Branding is important, especially for any band that has listed “get signed to a major label” as one of its career objectives. And this is something that Deibel has thought long and hard about, from the Web site to the “slime” packaging of the four-piece group’s new five-song EP, Hook, Line and Sink Her. The disc is a distinct step forward from the last thing it released, another EP back in 1997 when it was still a trio.
“We didn’t want to do a full-length [CD] at this point, ‘cause we’re really hoping that, with some sales, we’ll be able to do the full-length on somebody else’s dime,” Deibel explains. “But we did feel that we owed it to all the people that we’ve been getting, fanwise. We’ve played a lot of shows, and a lot of people know who the band is, but we wanted a CD in the stores.
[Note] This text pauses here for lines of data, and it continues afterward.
PR #7191, opened 2026-03-10
Seeder - Adding density distributions 

theMickster:
## 🎟️ Tracking

[PM-31023 - Relational Density Modeling](https://bitwarden.atlassian.net/browse/PM-31023)
[PM-32777 - Baked-In Density Preset Profiles](https://bitwarden.atlassian.net/browse/PM-32777)

## 📔 Objective

Add 5 density distributions to the Seeder's preset density block and fix the Hamilton apportionment bug in `Distribution<T>`. This is PR 2 of 3 splitting #7157 — PR 1 (#7176, preset reorg) is merged, PR 3 (scale presets + docs) follows.

**New distributions:** collections-per-user, cipher type selection, multi-collection cipher assignment, personal cipher count per user, folder count per user.

**Bug fix:** `Distribution<T>` remainder items now use largest-fraction apportionment instead of dumping on the last bucket. Zero-weight buckets get exactly zero.

<details><summary>More on Hamilton apportionment</summary>

The `Distribution<T>.Select()` method divides items into percentage-based buckets using integer truncation, which leaves unclaimed remainder items. The old code silently dumped all remainder onto the last bucket — so a zero-weight HidePasswords bucket would still receive items. The fix uses Hamilton apportionment (largest-remainder method): remainder items go one-at-a-time to whichever buckets lost the most from truncation.

Alexander Hamilton — the first U.S. Secretary of the Treasury. He proposed this method in 1792 to apportion congressional seats among states. The math problem is the same: distribute a fixed number of indivisible items (seats, or in our case collection permissions) proportionally across groups when the proportional shares aren't whole numbers.
</details>

## 🧪 Testing

<details><summary>Expand for detailed instructions</summary>

### Step 1: Verify backward compatibility

Seed the no-density validation preset:

` dotnet run -- seed --preset validation.density-modeling-no-density-test --mangle`

Verify: 0 CollectionGroup records, uniform round-robin group membership, every cipher assigned to at least one collection. This confirms the null-density path is unchanged.

### Step 2: Verify density distributions
Seed a density validation preset:

`dotnet run -- seed --preset validation.density-modeling-power-law-test --mangle`

Verify: group membership follows power-law decay, permission percentages match configured weights, orphan ciphers present at configured rate.
</details>

### DIFF
--- a/util/Seeder/Pipeline/PresetLoader.cs
+++ b/util/Seeder/Pipeline/PresetLoader.cs
@@ -212,11 +212,6 @@ internal static class PresetLoader
         var identity = cipherTypes.Identity ?? 0;
         var sshKey = cipherTypes.SshKey ?? 0;
 
-        if (login + secureNote + card + identity + sshKey < 0.001)
-        {
-            return null;
-        }
-
         return new Distribution<CipherType>(
             (CipherType.Login, login),
             (CipherType.SecureNote, secureNote),


util/Seeder/Steps/GenerateFoldersStep.cs
```diff
@@ -1,25 +1,26 @@
...
         var userDigests = context.Registry.UserDigests;
-        var distribution = FolderCountDistributions.Realistic;
+        var distribution = density?.FolderDistribution ?? FolderCountDistributions.Realistic;
 
         for (var index = 0; index < userDigests.Count; index++)
         {
             var digest = userDigests[index];
             var range = distribution.Select(index, userDigests.Count);
-            var count = range.Min + (index % Math.Max(range.Max - range.Min, 1));
+            var count = range.Min + (index % Math.Max(range.Max - range.Min + 1, 1));
```
theMickster, line 23: This was a 🐛 fix... `range.Max - range.Min` excluded the max value from the reachable range. With (4, 8) the old formula produced 4-7, never 8. The + 1 makes max inclusive. Same fix applied in `GeneratePersonalCiphersStep.RangeCalculationTests` validates this.

util/Seeder/Steps/CreateCollectionsStep.cs
```diff
@@ -148,14 +147,18 @@ internal int ComputeFanOut(int collectionIndex, int collectionCount, int min, in
         }
     }
 
-    internal static List<CollectionUser> BuildCollectionUsers(
+    internal List<CollectionUser> BuildCollectionUsers(
```
theMickster, line 150: Changed from static to instance because the `new ComputeCollectionsPerUser()` method needs _density to read UserCollectionShape and UserCollectionSkew. Three existing tests updated accordingly... Same assertions, just constructing a step instance first.

util/Seeder/Steps/GenerateCiphersStep.cs
```diff
@@ -95,6 +95,7 @@ public void Execute(SeederContext context)
             {
                 var orphanCount = (int)(count * _density.OrphanCipherRate);
                 var nonOrphanCount = count - orphanCount;
+                var primaryIndices = new int[nonOrphanCount];
```
theMickster, line 98: 📝 The multi-collection loop runs after the primary assignment loop completes. We need to know which collection each cipher was originally assigned to, and the collection index isn't stored on the CollectionCipher entity. Capturing it during the first pass gives O(1) lookup instead of searching back through the list.

util/Seeder/Pipeline/PresetLoader.cs
```diff
@@ -114,7 +120,11 @@ private static void BuildRecipe(string presetName, SeedPreset preset, ISeedReade
 
         if (preset.PersonalCiphers is not null && preset.PersonalCiphers.CountPerUser > 0)
         {
-            builder.AddPersonalCiphers(preset.PersonalCiphers.CountPerUser);
+            builder.AddPersonalCiphers(preset.PersonalCiphers.CountPerUser, density: density);
+        }
+        else if (density?.PersonalCipherDistribution is not null)
+        {
+            builder.AddPersonalCiphers(0, density: density);
```
theMickster, line 127: 📝 The `countPerUser: 0` looks a little strange and that it would skip personal cipher generation entirely, but it doesn't. 

When PersonalCipherDistribution is set on the density profile, the distribution overrides the flat count — each user gets a variable number. The step's early-return guard checks both: `if (countPerUser == 0 && density?.PersonalCipherDistribution is null)`.

util/Seeder/Steps/GeneratePersonalCiphersStep.cs
```diff
@@ -57,4 +72,16 @@ public void Execute(SeederContext context)
         context.Ciphers.AddRange(ciphers);
         context.Registry.CipherIds.AddRange(cipherIds);
     }
+
+    private static int EstimateTotal(int userCount, Distribution<(int Min, int Max)> dist)
```
theMickster, line 76: This is needed because `typeDistribution.Select(globalIndex, total)` needs the exact total cipher count upfront to place each cipher in the correct type bucket. When using a distribution, each user gets a different count, so we can't just multiply `userDigests.Count * countPerUser`. Without pre-computing, the total is wrong and later ciphers overflow into the last bucket (SSHKey) 🤢 🤮. 

This was a real bug we caught in development.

After KWOD had spun us and stuff like that, there are certain perceptions of us now, so we didn’t want to do something cheesy; we wanted to try to get five songs that we felt was really representational.”
Of course, for every Creed or Linkin Park or Nickelback, to name three rock-identified acts that have found success in a pop-music milieu currently dominated by r&b, hip-hop and dance-pop acts, there are dozens that get signed by majors, only to fall by the wayside.
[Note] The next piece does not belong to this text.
PR #7194, opened 2026-03-10
[PM-32066] - Add Org Ability View

jrmccannon:
## 🎟️ Tracking
[PM-32066](https://bitwarden.atlassian.net/browse/PM-32066)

“The way I’ve been told that the music industry is headed right now is that they’re letting bands do a little bit of sales on their own,” he says. “That’s one big mark that [the labels] want to see.”
Deibel grew up around Phoenix, and moved north to go to college in the Napa Valley before finding work in Sacramento and reforming the Willknots, a college project. That was in 1997; the lineup currently includes drummer Eddie Luke, who’d played in some Southern California bands and has played with Deibel the longest, bassist Eric Foxxx, and recent addition Shawn Richardson on guitar and vocals. And while it may sound as if the Willknots are essentially a songwriter vehicle for Deibel, the band has evolved to where everyone contributes to writing and arranging new songs.
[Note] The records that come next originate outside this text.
PR #7198, opened 2026-03-11
[PM-32477]PremiumStatusChanged Push Notification

cyprain-okeke:
## 🎟️ Tracking

https://bitwarden.atlassian.net/browse/PM-32477

## 📔 Objective

**Summary**
Implement premium-status push notifications across billing flows so clients stay in sync whenever a user’s premium state changes.

**Details**

**New adapter API for premium changes**
-   Extend IPushNotificationAdapter with NotifyPremiumStatusChangedAsync(User user).
-    Implement in PushNotificationAdapter by delegating to IPushNotificationService.PushPremiumStatusChangedAsync(user).

**Stripe payment and subscription handlers**
   - **PaymentSucceededHandler**
      -  Inject IUserRepository.
      - After EnablePremiumAsync(userId, subscription.GetCurrentPeriodEnd()), load the user and call NotifyPremiumStatusChangedAsync(user) so successful payments trigger a premium-status push.

**SubscriptionDeletedHandler**
- Inject IUserRepository and IPushNotificationAdapter.
- When a user subscription is deleted (userId present), call DisablePremiumAsync and then fetch the user and send NotifyPremiumStatusChangedAsync(user).

**SubscriptionUpdatedHandler**
- Inject IUserRepository and IPushNotificationAdapter.
- In DisableSubscriberAsync user branch: disable premium, fetch the user, then call NotifyPremiumStatusChangedAsync(user).
- In EnableSubscriberAsync user branch: enable premium, fetch the user, then call NotifyPremiumStatusChangedAsync(user).

**Premium subscription commands**
- **CreatePremiumCloudHostedSubscriptionCommand**
    - After saving the user and PushSyncVaultAsync(user.Id), call PushPremiumStatusChangedAsync(user) so new/updated cloud subscriptions immediately push the status change.

- **CreatePremiumSelfHostedSubscriptionCommand**
 - After writing the license and saving the user, call PushPremiumStatusChangedAsync(user) to broadcast the new premium status for self-hosted subscriptions.

- **UpgradePremiumToOrganizationCommand**
  - Inject IPushNotificationService.
  - After downgrading the user’s personal premium while upgrading to an organization, call PushPremiumStatusChangedAsync(user) so clients see the user’s premium flag change.

**Tests**

- **Update billing service tests to:**
  -   Use IUserRepository to return a User instance when subscriptions are enabled/disabled.
  -   Assert IPushNotificationAdapter.NotifyPremiumStatusChangedAsync(user) is called in subscription deleted/updated scenarios.

- **Update premium command tests to:**
  -  Assert IPushNotificationService.PushPremiumStatusChangedAsync is called with a User whose Premium flag matches the expected post-command state (true for new subscriptions, false when upgrading to an organization).

### DIFF
--- a/src/Core/Billing/Premium/Commands/CreatePremiumCloudHostedSubscriptionCommand.cs
+++ b/src/Core/Billing/Premium/Commands/CreatePremiumCloudHostedSubscriptionCommand.cs
@@ -83,16 +83,21 @@ public class CreatePremiumCloudHostedSubscriptionCommand(
             return new BadRequest("Additional storage must be greater than 0.");
         }
 
-        // Validate coupon if provided. Return error if invalid to prevent charging more than expected.
-        string? validatedCoupon = null;
-        if (!string.IsNullOrWhiteSpace(subscriptionPurchase.Coupon))
+        // Validate all provided coupons. Fail fast if any coupon is invalid to prevent charging more than expected.
+        var validatedCoupons = (subscriptionPurchase.Coupons ?? [])
+            .Where(c => !string.IsNullOrWhiteSpace(c))
+            .Select(c => c.Trim())
+            .ToList();
+
+        if (validatedCoupons.Count > 0)
         {
-            var isValid = await subscriptionDiscountService.ValidateDiscountEligibilityForUserAsync(user, subscriptionPurchase.Coupon.Trim(), DiscountTierType.Premium);
-            if (!isValid)
+            var allValid = await subscriptionDiscountService.ValidateDiscountEligibilityForUserAsync(
+                user, validatedCoupons, DiscountTierType.Premium);
+
+            if (!allValid)
             {
                 return new BadRequest("Discount expired. Please review your cart total and try again");
             }
-            validatedCoupon = subscriptionPurchase.Coupon.Trim();
         }
 
         var premiumPlan = await pricingClient.GetAvailablePremiumPlan();
@@ -127,7 +132,7 @@ public class CreatePremiumCloudHostedSubscriptionCommand(
 
         customer = await ReconcileBillingLocationAsync(customer, subscriptionPurchase.BillingAddress);
 
-        var subscription = await CreateSubscriptionAsync(user.Id, customer, premiumPlan, subscriptionPurchase.AdditionalStorageGb > 0 ? subscriptionPurchase.AdditionalStorageGb : null, validatedCoupon);
+        var subscription = await CreateSubscriptionAsync(user.Id, customer, premiumPlan, subscriptionPurchase.AdditionalStorageGb > 0 ? subscriptionPurchase.AdditionalStorageGb : null, validatedCoupons);
 
         subscriptionPurchase.PaymentMethod.Switch(
             tokenized =>
@@ -307,7 +312,7 @@ public class CreatePremiumCloudHostedSubscriptionCommand(
         Customer customer,
         Pricing.Premium.Plan premiumPlan,
         int? storage,
-        string? validatedCoupon)
+        IReadOnlyList<string> validatedCoupons)
     {
 
         var subscriptionItemOptionsList = new List<SubscriptionItemOptions>
@@ -349,9 +354,11 @@ public class CreatePremiumCloudHostedSubscriptionCommand(
             OffSession = true
         };
 
-        if (!string.IsNullOrWhiteSpace(validatedCoupon))
+        if (validatedCoupons.Count > 0)
         {
-            subscriptionCreateOptions.Discounts = [new SubscriptionDiscountOptions { Coupon = validatedCoupon }];
+            subscriptionCreateOptions.Discounts = validatedCoupons
+                .Select(c => new SubscriptionDiscountOptions { Coupon = c })
+                .ToList();
         }
 
         var subscription = await stripeAdapter.CreateSubscriptionAsync(subscriptionCreateOptions);
--- a/global.json
+++ b/global.json
@@ -6,6 +6,6 @@
   "msbuild-sdks": {
     "Microsoft.Build.Traversal": "4.1.0",
     "Microsoft.Build.Sql": "1.0.0",
-    "Bitwarden.Server.Sdk": "1.4.0"
+    "Bitwarden.Server.Sdk": "1.5.1"
   }
 }
--- a/src/Api/AdminConsole/Models/Request/Organizations/OrganizationCreateRequestModel.cs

Still, Deibel says that it’s been hard to find other musicians in town who share his vision of sunny pop music, which owes more to, say, Blink 182 than to Jane’s Addiction. “Ours is a little more of a Southern California type of a sound,” he admits, “as opposed to, for example, the bands that have had some success out of [Sacramento]—Papa Roach, Far, the Deftones.”
Someone really young might trace the lineage of the Willknots’ sound back to, oh, Green Day. Dig back further, and there are plenty of turbocharged examples, from such punk-identified bands as the Buzzcocks to more poppy examples like Cheap Trick.
The latter two bands share something else with the Willknots: a strong brand identity, from logos to an overall visual identity. It’s something that played a big part in their success stories, and it may do the same thing for the Willknots. Who knows?